From: John Cowan (jcowan@reutershealth.com)
Date: Wed Jun 21 2000 - 18:33:57 EDT


Peter_Constable@sil.org wrote:

> The BOM is explicitly not to be interpreted as part of
> the text stream. D35 (U3, p47) states (at least for UTF-16):
>
> "The byte order mark is not considered part of the content of the text."

Absolutely. What that means is that if there is a BOM, it is not translated
into a character; per contra, when encoding the first character, a BOM is prefixed
to its byte representation.

> The standard doesn't ever discuss the BOM in the context of UTF-8,

See section 13.6 (page 324).

> By the way, I don't know why you singled out U+0020 here; your claim could
> equally have been made about any other character (and would have been
> equally inaccurate).

Any other character, yes; inaccurate, no.
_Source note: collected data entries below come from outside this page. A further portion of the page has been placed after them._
PR #32, opened 2017-08-29
Proof of Work with sha256

akorosmezey:


lucafavatella:
@akorosmezey I would suggest splitting this in two PRs: one only for Travis, and only for PoW.

ci
```diff
@@ -0,0 +1,51 @@
+#!/bin/bash
+
+set -ev # Ref https://docs.travis-ci.com/user/customizing-the-build/#Implementing-Complex-Build-Steps
+set -x
+
+case "${1:?}"-"${2:?}" in
+    before_install-tests)
+        BuildDir="${3:?}"
+        ( cd "${BuildDir:?}" && make nose-env; )
```
lucafavatella: E.g. This target appears not to be in makefile.

rebar.config
```diff
@@ -1,7 +1,7 @@
 {erl_opts, [debug_info, {parse_transform, lager_transform}]}.
-{deps, [
-    {lager, ".*", {git, "https://github.com/erlang-lager/lager.git", {tag, "3.5.1"}}}
-]}.
+{deps, [{lager, ".*", {git, "https://github.com/erlang-lager/lager.git", {tag, "3.5.1"}}},
+        {meck, ".*", {git, "git://github.com/eproxus/meck.git", {tag, "0.8.6"}}}
```
lucafavatella: In Makefile I see we are using rebar3. I suggest we use [profiles](http://www.rebar3.org/docs/profiles) so that the test-only dependencies e.g. meck do not end up in the production OTP release.

wagerlabs: +1

lucafavatella:
@akorosmezey I suggest you [use keywords](https://help.github.com/articles/closing-issues-using-keywords/) so that when PR is merged it automatically closes the ticket.

apps/aecore/src/pow_sha256.erl
```diff
@@ -0,0 +1,105 @@
...
+
+
+%%%=============================================================================
+%%% API
+%%%=============================================================================
+
+%%------------------------------------------------------------------------------
+%% Generate a nonce value that, when used in hash calculation of 'Data', results in
+%% a smaller value than the difficulty. Return 'not_found' if the condition is still
+%% not satisdfied after trying 'Count' times with incremented nonce values.
```
lucafavatella: Minor typo.

apps/aecore/src/pow_sha256.erl
```diff
@@ -0,0 +1,105 @@
...
+integer_to_scientific(I) ->
+    Exp = log2(I),
+    256*Exp + (I bsr (Exp - 7)).
+
+%%------------------------------------------------------------------------------
+%% Base-2 integer logarithm
+%%------------------------------------------------------------------------------
+log2(1) ->
+    0;
+log2(N) ->
```
lucafavatella: Guard `when N > 1` for readability?

apps/aecore/src/pow_sha256.erl
```diff
@@ -0,0 +1,105 @@
...
+%%% @end
+%%%=============================================================================
+-module(pow_sha256).
+
+-export([generate/3,
+         recalculate_difficulty/3]).
+
+-ifdef(TEST).
+-compile(export_all).
+-include_lib("eunit/include/eunit.hrl").
```
zp-sd: why `eunit` here?

apps/aecore/src/pow_sha256.erl
```diff
@@ -0,0 +1,105 @@
...
+%%% API
+%%%=============================================================================
+
+%%------------------------------------------------------------------------------
+%% Generate a nonce value that, when used in hash calculation of 'Data', results in
+%% a smaller value than the difficulty. Return 'not_found' if the condition is still
+%% not satisdfied after trying 'Count' times with incremented nonce values.
+%%------------------------------------------------------------------------------
+-spec generate(Data :: sha256:hashable(), Difficulty :: sci_int(), Count :: integer()) ->
+                      integer() | 'not_found'.
```
lucafavatella: Please prefer as return value:
* Either a tuple `{error, Reason::any()}`
* Or a tuple with at least two elements where the first element is `ok`.

lucafavatella: (of course you can put a more specific `Reason` in this case.)

wagerlabs: +1

apps/aecore/src/pow_sha256.erl
```diff
@@ -0,0 +1,104 @@
...
+-endif.
+
+-include("sha256.hrl").
+
+-define(NONCE_RANGE, 1000000000000000000000000).
+
+%% Integers encrypted in scientific notation:
+%%   256 * <base-2 exponent> + the most significant byte (i.e., the significand)
+-type sci_int() :: integer().
+-type pow_result() :: integer() | {'error', 'generation_count_exhausted'}.
```
lucafavatella: I guess you may prefer `{ok, integer()}` to `integer()` here so to ease matching.

apps/aecore/src/pow_sha256.erl
```diff
@@ -0,0 +1,104 @@
...
+-export([generate/3,
+         recalculate_difficulty/3]).
+
+-ifdef(TEST).
+-compile(export_all).
+-endif.
+
+-include("sha256.hrl").
+
+-define(NONCE_RANGE, 1000000000000000000000000).
```
lucafavatella: I see this is 10^24 - a comment would help readability.

akorosmezey:
I accommodated the comments above. Travis stuff moved to separate PR.

apps/aecore/test/pow_sha256_tests.erl
```diff
@@ -0,0 +1,83 @@
...
+      {"Integer to scientific conversion",
+       fun() ->
+               %% 24*256 + 128
+               ?assertEqual(6272, ?TEST_MODULE:integer_to_scientific(16#1000000)),
+               %% 24*256 + 145
+               ?assertEqual(6289, ?TEST_MODULE:integer_to_scientific(16#1230000))
+       end},
+      {"Integer to scientific and back",
+       fun() ->
+               %% can be converted w/o loosing accuracy
```
lucafavatella: minor typo "lose" - also a few lines below.

apps/aecore/test/pow_sha256_tests.erl
```diff
@@ -0,0 +1,83 @@
+%%%=============================================================================
+%%% @copyright (C) 2017, Aeternity Anstalt
+%%% @doc
+%%%   Unit tests for the pow_sha256 module
```
zp-sd: Do we plan to write `@doc`s for all modules? To me these are unnecessary noice, but that's only my personal opinion.

@wagerlabs @sennui ?

rebar.config
```diff
@@ -19,6 +18,10 @@
                              {include_erts, false},
                              {include_src, true}]}]
             },
+            {test, [{relx, [{dev_mode, true},
+                             {include_erts, false},
```
zp-sd: 💅 indentation

apps/aecore/src/pow_sha256.erl
```diff
@@ -0,0 +1,106 @@
...
+
+%% Integers encrypted in scientific notation:
```
lucafavatella: I would suggest linking https://en.wikipedia.org/wiki/Scientific_notation (or similar).

lucafavatella: encrypted --> represented ?

apps/aecore/test/pow_sha256_tests.erl
wagerlabs: Let's drop the docs for now and get to them once the code has settled.

apps/aecore/src/pow_sha256.erl
```diff
@@ -0,0 +1,106 @@
...
+%%   256 * <base-2 exponent> + the most significant byte (i.e., the significand)
```
lucafavatella: I understand this is not meant for representing any arbitrary integers, please explicate constraints that I understand are:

> [U+FEFF U+0020:] An unlikely initial character sequence,

But legal.

> This isn't analogous to UTF-16 since
> D33 - D35 spell out how an initial U+FEFF is to be interpreted (though it
> would be analogous if D33 - D35 didn't make that clear - perhaps that's
> what you meant).

For the "UTF-16" encoding, yes. For the encodings "UTF-16BE" and "UTF-16LE"
defined in D33-34, no. However, D35 tolerates using the term "UTF-16" in
either a specific or a generic sense.

> - A UTF-8 file that begins with the byte sequence 0xEF 0xBB 0x BF 0x20 ...
> could be interpreted as either < ZWNBSP U+0020 ... >, or as BOM < U+0020
> ... > (where I'm using angle brackets to denote the start and end of the
> content of text). Furthermore, there is nothing to indicate which
> interpretation is correct. (On this we agree.)

Yes. And thus new charset labels need to be introduced to distinguish
the two cases. A charset label, as RFC 1345 says, "unambiguously and
completely determines which sequence of characters, if any, is
represented by each possible sequence of n-bit bytes for a certain
value of n." The label "UTF-8" does not do so.

(I am not to be understood as favoring this result: it would be much
better to suppress 8-BOMs, and talk only of UTF-8. But that's not what
Unicode 3.0 entails.)

-- 

Schlingt dreifach einen Kreis um dies! || John Cowan <jcowan@reutershealth.com> Schliesst euer Aug vor heiliger Schau, || http://www.reutershealth.com Denn er genoss vom Honig-Tau, || http://www.ccil.org/~cowan Und trank die Milch vom Paradies. -- Coleridge (tr. Politzer)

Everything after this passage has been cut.